**Items from a dataset**
____

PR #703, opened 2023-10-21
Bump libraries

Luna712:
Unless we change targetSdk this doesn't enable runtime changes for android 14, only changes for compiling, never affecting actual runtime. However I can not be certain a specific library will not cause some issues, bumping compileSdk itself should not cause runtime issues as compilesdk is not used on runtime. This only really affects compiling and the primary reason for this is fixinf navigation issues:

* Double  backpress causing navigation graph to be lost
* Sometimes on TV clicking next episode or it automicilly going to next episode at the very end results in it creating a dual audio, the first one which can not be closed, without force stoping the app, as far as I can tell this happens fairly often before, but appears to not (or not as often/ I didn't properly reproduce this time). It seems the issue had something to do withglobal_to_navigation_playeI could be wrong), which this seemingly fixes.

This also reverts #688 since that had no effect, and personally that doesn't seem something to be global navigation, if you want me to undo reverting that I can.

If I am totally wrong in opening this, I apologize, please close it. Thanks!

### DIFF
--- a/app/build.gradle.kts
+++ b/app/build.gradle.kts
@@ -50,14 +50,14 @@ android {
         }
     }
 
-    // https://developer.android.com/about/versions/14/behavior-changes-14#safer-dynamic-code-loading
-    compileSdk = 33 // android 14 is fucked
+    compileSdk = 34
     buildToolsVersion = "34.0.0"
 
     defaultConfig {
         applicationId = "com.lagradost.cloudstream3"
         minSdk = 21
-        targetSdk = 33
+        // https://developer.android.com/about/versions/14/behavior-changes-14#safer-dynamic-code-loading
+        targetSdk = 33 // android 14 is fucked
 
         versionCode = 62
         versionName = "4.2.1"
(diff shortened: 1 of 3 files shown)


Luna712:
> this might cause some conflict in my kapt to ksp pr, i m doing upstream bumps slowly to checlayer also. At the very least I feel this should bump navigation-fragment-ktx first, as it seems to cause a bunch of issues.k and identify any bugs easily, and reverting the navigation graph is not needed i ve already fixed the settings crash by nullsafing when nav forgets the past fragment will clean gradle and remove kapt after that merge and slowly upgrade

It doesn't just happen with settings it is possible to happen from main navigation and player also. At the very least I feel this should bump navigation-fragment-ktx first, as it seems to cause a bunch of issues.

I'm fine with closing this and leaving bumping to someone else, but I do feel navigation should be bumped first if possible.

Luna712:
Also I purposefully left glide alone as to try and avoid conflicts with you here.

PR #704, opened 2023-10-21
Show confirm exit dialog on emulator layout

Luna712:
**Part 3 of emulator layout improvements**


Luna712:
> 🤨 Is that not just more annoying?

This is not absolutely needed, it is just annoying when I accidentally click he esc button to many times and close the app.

____

**TASK GOAL**
Your task is to transcribe exactly the lines from the one with "-50,14 +50,14 @@" through the end of the data, both included, and nothing besides.

**OUTPUT FOR THIS EXERCISE**
@@ -50,14 +50,14 @@ android {
         }
     }
 
-    // https://developer.android.com/about/versions/14/behavior-changes-14#safer-dynamic-code-loading
-    compileSdk = 33 // android 14 is fucked
+    compileSdk = 34
     buildToolsVersion = "34.0.0"
 
     defaultConfig {
         applicationId = "com.lagradost.cloudstream3"
         minSdk = 21
-        targetSdk = 33
+        // https://developer.android.com/about/versions/14/behavior-changes-14#safer-dynamic-code-loading
+        targetSdk = 33 // android 14 is fucked
 
         versionCode = 62
         versionName = "4.2.1"
(diff shortened: 1 of 3 files shown)


Luna712:
> this might cause some conflict in my kapt to ksp pr, i m doing upstream bumps slowly to checlayer also. At the very least I feel this should bump navigation-fragment-ktx first, as it seems to cause a bunch of issues.k and identify any bugs easily, and reverting the navigation graph is not needed i ve already fixed the settings crash by nullsafing when nav forgets the past fragment will clean gradle and remove kapt after that merge and slowly upgrade

It doesn't just happen with settings it is possible to happen from main navigation and player also. At the very least I feel this should bump navigation-fragment-ktx first, as it seems to cause a bunch of issues.

I'm fine with closing this and leaving bumping to someone else, but I do feel navigation should be bumped first if possible.

Luna712:
Also I purposefully left glide alone as to try and avoid conflicts with you here.

PR #704, opened 2023-10-21
Show confirm exit dialog on emulator layout

Luna712:
**Part 3 of emulator layout improvements**


Luna712:
> 🤨 Is that not just more annoying?

This is not absolutely needed, it is just annoying when I accidentally click he esc button to many times and close the app.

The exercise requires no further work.